• **MATERIAL SUPPLIED**
PR #1392, opened 2016-06-06
[progress] display bnd downloading tasks in Eclipse progress view

gamerson:
This requires [some changes](https://github.com/bndtools/bnd/pull/1492) to bnd in order to properly display in Eclipse Progress View.

Here is a screenshot of this in action
bndtools-progress

PR #1393, opened 2016-06-07
Use progress view and reduce UI thread usage

gamerson:
This requires some changes to bnd in order to work properly.  https://github.com/bndtools/bnd/pull/1492

I just wanted to get some early feedback and also a UI review since this changes the UX a lot.  Attaching a screenshot
workspace-is-loading

### DIFF
--- a/bndtools.builder/src/org/bndtools/builder/classpath/BndContainerInitializer.java
+++ b/bndtools.builder/src/org/bndtools/builder/classpath/BndContainerInitializer.java
@@ -38,9 +38,12 @@ import org.eclipse.jdt.core.IJavaProject;
 import org.eclipse.jdt.core.JavaCore;
 import org.eclipse.jdt.core.JavaModelException;
 import org.eclipse.jdt.internal.core.JavaModelManager;
+import org.osgi.util.function.Function;
+
 import aQute.bnd.build.CircularDependencyException;
 import aQute.bnd.build.Container;
 import aQute.bnd.build.Project;
+import aQute.bnd.build.Workspace;
 import aQute.bnd.header.Parameters;
 import aQute.bnd.osgi.Constants;
 import aQute.bnd.osgi.Descriptors.PackageRef;
@@ -61,15 +64,25 @@ public class BndContainerInitializer extends ClasspathContainerInitializer imple
 
     public BndContainerInitializer() {
         super();
-        Central.getInstance().addModelListener(this);
     }
 
     @Override
-    public void initialize(IPath containerPath, IJavaProject javaProject) throws CoreException {
-        IProject project = javaProject.getProject();
+    public void initialize(IPath containerPath, final IJavaProject javaProject) throws CoreException {
+        Central.onWorkspaceInit(new Function<Workspace,Void>() {
+            @Override
+            public Void apply(Workspace a) {
+                try {
+                    Central.getInstance().addModelListener(BndContainerInitializer.this);
+                    IProject project = javaProject.getProject();
 
-        Updater updater = new Updater(project, javaProject);
-        updater.updateClasspathContainer(true);
+                    Updater updater = new Updater(project, javaProject);
+                    updater.updateClasspathContainer(true);
+                } catch (CoreException e) {
+                    logger.logError("Error initializing classpath container", e);
+                }
+                return null;
+            }
+        });
     }
 
     @Override
--- a/bndtools.builder/src/org/bndtools/builder/classpath/BndContainerInitializer.java
+++ b/bndtools.builder/src/org/bndtools/builder/classpath/BndContainerInitializer.java
@@ -64,6 +64,13 @@ public class BndContainerInitializer extends ClasspathContainerInitializer imple
 
     public BndContainerInitializer() {
         super();
+        Central.onWorkspaceInit(new Function<Workspace,Void>() {
+            @Override
+            public Void apply(Workspace t) {
+                Central.getInstance().addModelListener(BndContainerInitializer.this);
+                return null;
+            }
+        });
     }
 
     @Override
@@ -72,7 +79,6 @@ public class BndContainerInitializer extends ClasspathContainerInitializer imple
             @Override
             public Void apply(Workspace a) {
                 try {
-                    Central.getInstance().addModelListener(BndContainerInitializer.this);
                     IProject project = javaProject.getProject();
 
                     Updater updater = new Updater(project, javaProject);
--- a/bndtools.core/src/bndtools/central/Central.java
+++ b/bndtools.core/src/bndtools/central/Central.java
@@ -18,7 +18,6 @@ import org.bndtools.api.ILogger;
 import org.bndtools.api.IStartupParticipant;
 import org.bndtools.api.Logger;
 import org.bndtools.api.ModelListener;
-import org.bndtools.utils.Function;
 import org.eclipse.core.resources.IFile;
 import org.eclipse.core.resources.IProject;
 import org.eclipse.core.resources.IResource;
@@ -42,6 +41,7 @@ import org.eclipse.jface.viewers.TreeViewer;
 import org.osgi.framework.Bundle;
 import org.osgi.framework.BundleContext;
 import org.osgi.framework.FrameworkUtil;
+import org.osgi.util.function.Function;
 
 import aQute.bnd.build.Project;
 import aQute.bnd.build.Workspace;
@@ -220,15 +220,17 @@ public class Central implements IStartupParticipant {
             // Monitor changes in cnf so we can refresh the workspace
             addCnfChangeListener(newWorkspace);
 
-            // The workspace has been initialized fully, set the field now
-            workspace = newWorkspace;
-
-            workspaceRepositoryChangeDetector = new WorkspaceRepositoryChangeDetector(workspace);
+            workspaceRepositoryChangeDetector = new WorkspaceRepositoryChangeDetector(newWorkspace);
 
             // Call the queued workspace init callbacks
-            while (!workspaceInitCallbackQueue.isEmpty()) {
-                Function<Workspace,Void> callback = workspaceInitCallbackQueue.remove(0);
-                callback.run(workspace);
+            synchronized (workspaceInitCallbackQueue) {
+                // The workspace has been initialized fully, set the field now
+                workspace = newWorkspace;
+
+                while (!workspaceInitCallbackQueue.isEmpty()) {
+                    Function<Workspace,Void> callback = workspaceInitCallbackQueue.remove(0);
+                    callback.apply(workspace);
+                }
             }
 
             return workspace;
@@ -240,11 +242,13 @@ public class Central implements IStartupParticipant {
         }
     }
 
-    public synchronized static void onWorkspaceInit(Function<Workspace,Void> callback) {
-        if (workspace != null)
-            callback.run(workspace);
-        else
-            workspaceInitCallbackQueue.add(callback);
+    public static void onWorkspaceInit(Function<Workspace,Void> callback) {
+        synchronized (workspaceInitCallbackQueue) {
+            if (workspace != null)
+                callback.apply(workspace);
+            else
+                workspaceInitCallbackQueue.add(callback);
+        }
     }
 
     private static File getWorkspaceDirectory() throws CoreException {
--- a/bndtools.core/src/bndtools/central/Central.java
+++ b/bndtools.core/src/bndtools/central/Central.java
@@ -3,10 +3,10 @@ package bndtools.central;
 import java.io.File;
 import java.util.ArrayList;
 import java.util.HashMap;
-import java.util.LinkedList;
 import java.util.List;
 import java.util.Map;
 import java.util.concurrent.Callable;
+import java.util.concurrent.ConcurrentLinkedQueue;
 import java.util.concurrent.CopyOnWriteArrayList;
 import java.util.concurrent.TimeUnit;
 import java.util.concurrent.TimeoutException;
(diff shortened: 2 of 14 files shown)


bjhargrave:
Does this replace #1392?

bndtools.builder/src/org/bndtools/builder/BndtoolsBuilder.java
```diff
@@ -117,6 +119,7 @@
             if (model == null) {
                 try {
                     model = Central.getProject(myProject.getLocation().toFile());
+                    model.addBasicPlugin(new JobProgress());
```
bjhargrave: The plugins are a set and you keep adding a new one every time a project is processed by the builder. This seems like a memory leak.

bndtools.core/src/bndtools/types/Function.java
```diff
@@ -1,4 +1,4 @@
-package org.bndtools.utils;
+package bndtools.types;
```
bjhargrave: Perhaps this is an old type, but why don't we use org.osgi.util.function.Function? bnd now uses Promises so this type is around.

gamerson: Thanks I'll switch to org.osgi.util.function.Function

bndtools.builder/src/org/bndtools/builder/BndtoolsBuilder.java
gamerson: Yes, i just checked and the model that is returned already has a JobProgress plugin (probably inherited from workspace)

gamerson:
I merged previous PR and review commits, squashed and repushed here.

bndtools.builder/src/org/bndtools/builder/classpath/BndContainerInitializer.java
```diff
@@ -61,15 +64,25 @@
 
     public BndContainerInitializer() {
         super();
-        Central.getInstance().addModelListener(this);
```
bjhargrave: Why remove this call? The class still implements ModelListener.

bndtools.builder/src/org/bndtools/builder/classpath/BndContainerInitializer.java
```diff
@@ -61,15 +64,25 @@
...
 
     @Override
-    public void initialize(IPath containerPath, IJavaProject javaProject) throws CoreException {
-        IProject project = javaProject.getProject();
+    public void initialize(IPath containerPath, final IJavaProject javaProject) throws CoreException {
+        Central.onWorkspaceInit(new Function<Workspace,Void>() {
+            @Override
+            public Void apply(Workspace a) {
+                try {
+                    Central.getInstance().addModelListener(BndContainerInitializer.this);
```
bjhargrave: I am not sure if this solves the problem I was raising. Eclipse only creates a single instance of BndContainerInitializer. Not one per projects. So the constructor is only called once and the model listener is only added once. This change calls addModelListener multiple times. But since the method wont add if already added, it is not harmful. However, I think the cleaner solution is to make an onWorkspaceInit call in the constructor to add the model listener rather than piggy backing on the initialize call which is called many times.

gamerson: Agreed, all in the constructor would be better.  I'll rework it.

gamerson: But the initialize() call is what is blocking the UI thread in some cases.  So we need to let the BndContainerInitializer go ahead and setup what it can (even though many classpath entries wont yet be realized because they need to be downloaded) and then once they are "available" then it can "reinit".

bjhargrave: I think you need two onWorkspaceInit calls. One in the constructor to add the listener and another here to do the project initialization.

gamerson:
I've tested this latest pull but I've still seen a few quirks with it. 

1) For very long running downloads of artifacts I've seen the repositories view go missing (have to close and reopen the view to get the elements back).
2) WorkspaceMainPart UI is not lazying loading correctly.

gamerson:
Regarding my previous message, I've fixed problem 2) with WorkspaceMainPart and I haven't seen the RepositoriesView problem.  I'm now back in the US and with faster download speeds I haven't see the same problem with problem 1)   

I'm at the point now that I think it would be good if this PR got some wider testing by bndtools users, maybe  I can make a post on the bndtools mailing list asking for volunteers

bndtools.core/src/bndtools/central/Central.java
```diff
@@ -212,6 +215,20 @@ public synchronized static Workspace getWorkspace() throws Exception {
...
+            for (Object plugin : newWorkspace.getPlugins()) {
+                if (plugin instanceof ProgressPlugin) {
+                    progressPlugins.add(plugin);
+                }
+            }
+
+            for (Object plugin : progressPlugins) {
+                newWorkspace.removeBasicPlugin(plugin);
+            }
+
```
bjhargrave: Shouldn't you just remove the BndProgress plugin vs. all ProgressPlugins?

gamerson: So in the httpClient it just calls, registry.getPlugin(ProgressPlugin.class) and I assume it would just grab the first one.  So I wanted to make sure JobProgress was the only one.

bjhargrave: Hmm, ok. Seems like it really should support multiple ProgressPlugins and not just one. But I guess this is ok for now.

gamerson: Should I create a bnd issue for that?

On Wed, Jun 22, 2016 at 2:05 PM, BJ Hargrave <notifications@github.com>
wrote:

> In bndtools.core/src/bndtools/central/Central.java
> <https://github.com/bndtools/bndtools/pull/1393#discussion_r68115321>:
>
> > @@ -212,6 +215,20 @@ public synchronized static Workspace getWorkspace() throws Exception {
> >              newWorkspace.addBasicPlugin(new WorkspaceListener(newWorkspace));
> >              newWorkspace.addBasicPlugin(instance.repoListenerTracker);
> >              newWorkspace.addBasicPlugin(getWorkspaceR5Repository());
> > +
> > +            // need to remove any progress plugins that already exist so we can favor JobProgress
> > +            Set<Object> progressPlugins = new HashSet<>();
> > +
> > +            for (Object plugin : newWorkspace.getPlugins()) {
> > +                if (plugin instanceof ProgressPlugin) {
> > +                    progressPlugins.add(plugin);
> > +                }
> > +            }
> > +
> > +            for (Object plugin : progressPlugins) {
> > +                newWorkspace.removeBasicPlugin(plugin);
> > +            }
> > +
>
> Hmm, ok. Seems like it really should support multiple ProgressPlugins and
> not just one. But I guess this is ok for now.
>
> —
> You are receiving this because you authored the thread.
> Reply to this email directly, view it on GitHub
> <https://github.com/bndtools/bndtools/pull/1393/files/8c0bd9911f92fec87e4f0bea2b4d164121cfcf99..ef1896e7395a2dcf0e60ddb4e2300640816cd40d#r68115321>,
> or mute the thread
> <https://github.com/notifications/unsubscribe/AAkVFcwOdCdbQwA01ORyj_qkAlBRtC5rks5qOYeDgaJpZM4IvtOy>
> .
>



-- 
Greg Amerson
Liferay Developer Tools
Liferay, Inc. www.liferay.com

bjhargrave: I guess ask @pkriens.

pkriens: Yes, I thought there was only one but then we need to support multiple.

gamerson: @pkriens  Do we need to have support for multiple ProgressPlugins in HttpClient before we merge this code?

pkriens: Yup, I think that is the clean solution?

gamerson: Done: https://github.com/bndtools/bnd/pull/1525

gamerson: Also I've removed the previous commit that removed the progress plugins, instead now its adds JobProgress since https://github.com/bndtools/bnd/pull/1525 adds support for multiple progress plugins

bndtools.core/src/bndtools/central/Central.java
```diff
@@ -212,22 +212,25 @@ public synchronized static Workspace getWorkspace() throws Exception {
...
-            workspace = newWorkspace;
-
-            workspaceRepositoryChangeDetector = new WorkspaceRepositoryChangeDetector(workspace);
+            workspaceRepositoryChangeDetector = new WorkspaceRepositoryChangeDetector(newWorkspace);
 
             // Call the queued workspace init callbacks
-            while (!workspaceInitCallbackQueue.isEmpty()) {
-                Function<Workspace,Void> callback = workspaceInitCallbackQueue.remove(0);
-                callback.run(workspace);
+            synchronized (workspaceInitCallbackQueue) {
```
bjhargrave: I am afraid of this new synchronization here. Especially since, while holding it, calls are made to the callbacks. I think it would be much safer to do something like is done in OSGi's PromiseImpl. Use a ConcurrentLinkedQueue to hold the call backs and a notifyCallbacks method which just returns if the workspace field is unset. This method can be called from both getWorkspace and onWorkspaceInit and it does not matter that multiple threads can be pulling callbacks off the queue and calling them. The Central class lock should probably not be be held either while calling the callbacks.

Just trying to avoid creating a future problem for ourselves :-) but I am open to this suggestion being overkill...

gamerson:
@bjhargrave beware, I'm writing the new sync code late at night, I could be _all wet_.

bndtools.core/src/bndtools/central/Central.java
```diff
@@ -239,11 +238,21 @@ public synchronized static Workspace getWorkspace() throws Exception {
...
-            callback.run(workspace);
-        else
-            workspaceInitCallbackQueue.add(callback);
+    public static void onWorkspaceInit(Function<Workspace,Void> callback) {
+        callbacks.add(callback);
+        notifyCallbacks();
+    }
+
+    private static void notifyCallbacks() {
+        synchronized (instance) {
```
bjhargrave: instance could be null if this method is called from onWorkspaceInit before Central is inited. I would suggest to remove the synchronized(instance) and just make the workspace field volatile.

bndtools.core/src/bndtools/central/Central.java
```diff
@@ -212,24 +212,23 @@ public synchronized static Workspace getWorkspace() throws Exception {
...
-
-            workspaceRepositoryChangeDetector = new WorkspaceRepositoryChangeDetector(workspace);
+            workspaceRepositoryChangeDetector = new WorkspaceRepositoryChangeDetector(newWorkspace);
 
-            // Call the queued workspace init callbacks
-            while (!workspaceInitCallbackQueue.isEmpty()) {
-                Function<Workspace,Void> callback = workspaceInitCallbackQueue.remove(0);
-                callback.run(workspace);
+            // The workspace has been initialized fully, set the field now
+            synchronized (instance) {
```
bjhargrave: Make workspace field volatile and remove synchronized(instance).

bndtools.core/src/bndtools/central/Central.java
```diff
@@ -212,24 +212,23 @@ public synchronized static Workspace getWorkspace() throws Exception {
...
+                workspace = newWorkspace;
             }
 
+            notifyCallbacks();
```
bjhargrave: The getWorkspace method is synchronized, so the call here is made holding the Central class monitor. It would be much better to rearrange to call this after the Central class monitor is released.

bndtools.core/src/bndtools/central/Central.java
```diff
@@ -239,11 +238,21 @@ public synchronized static Workspace getWorkspace() throws Exception {
...
+
+    private static void notifyCallbacks() {
+        synchronized (instance) {
+            if (workspace == null)
+                return;
+        }
+
+        while (!callbacks.isEmpty()) {
+            Function<Workspace,Void> callback = callbacks.poll();
+            callback.apply(workspace);
```
bjhargrave: You should wrap the apply call to catch exceptions:

```
try {
  callback.apply(workspace);
} catch (Throwable t) {
  //log the exception
}
```

bndtools.core/src/bndtools/central/Central.java
```diff
@@ -239,11 +238,21 @@ public synchronized static Workspace getWorkspace() throws Exception {
...
+        notifyCallbacks();
+    }
+
+    private static void notifyCallbacks() {
+        synchronized (instance) {
+            if (workspace == null)
+                return;
+        }
+
+        while (!callbacks.isEmpty()) {
```
bjhargrave: This loop is dangerous because you separate the isEmpty test from the poll call. This thread could see isEmpty is false, then another thread could remove the only item, then this thread could call poll, get null and then NPE at the apply call.

Safer is to do:

```
for (Function<Workspace,Void> callback = callbacks.poll(); callback != null; callback = callbacks.poll()) {
```

bndtools.core/src/bndtools/central/Central.java
pkriens: SHould we use a Promise here? This was a promise avant la lettre!

bjhargrave: Yes. We could use a Promise to hold the workspace object. Then onWorkspaceInit would just add the callback to the Promise and naturally call it when the Promise is resolved with the workspace object. This would be better than trying to replicate the Promise logic for callback notification.

gamerson:
@bjhargrave I made all the changes minus the Promise changes.  I have not written any Promise code heretofore, so I need to read up on them a bit, to make sure I understand their proper usage.

bjhargrave:
If you want, I can take what you have so far and make the Promise change. Let me know.

gamerson:
Sent to BJ here: https://github.com/bjhargrave/bndtools/pull/1  

closing this PR and let BJ take it across the finish line.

• **ACTION ITEM**
Figure out how many lines in the entries above contain "notifications". Write only that number.

• **ANSWER TO THE PROBLEM**
2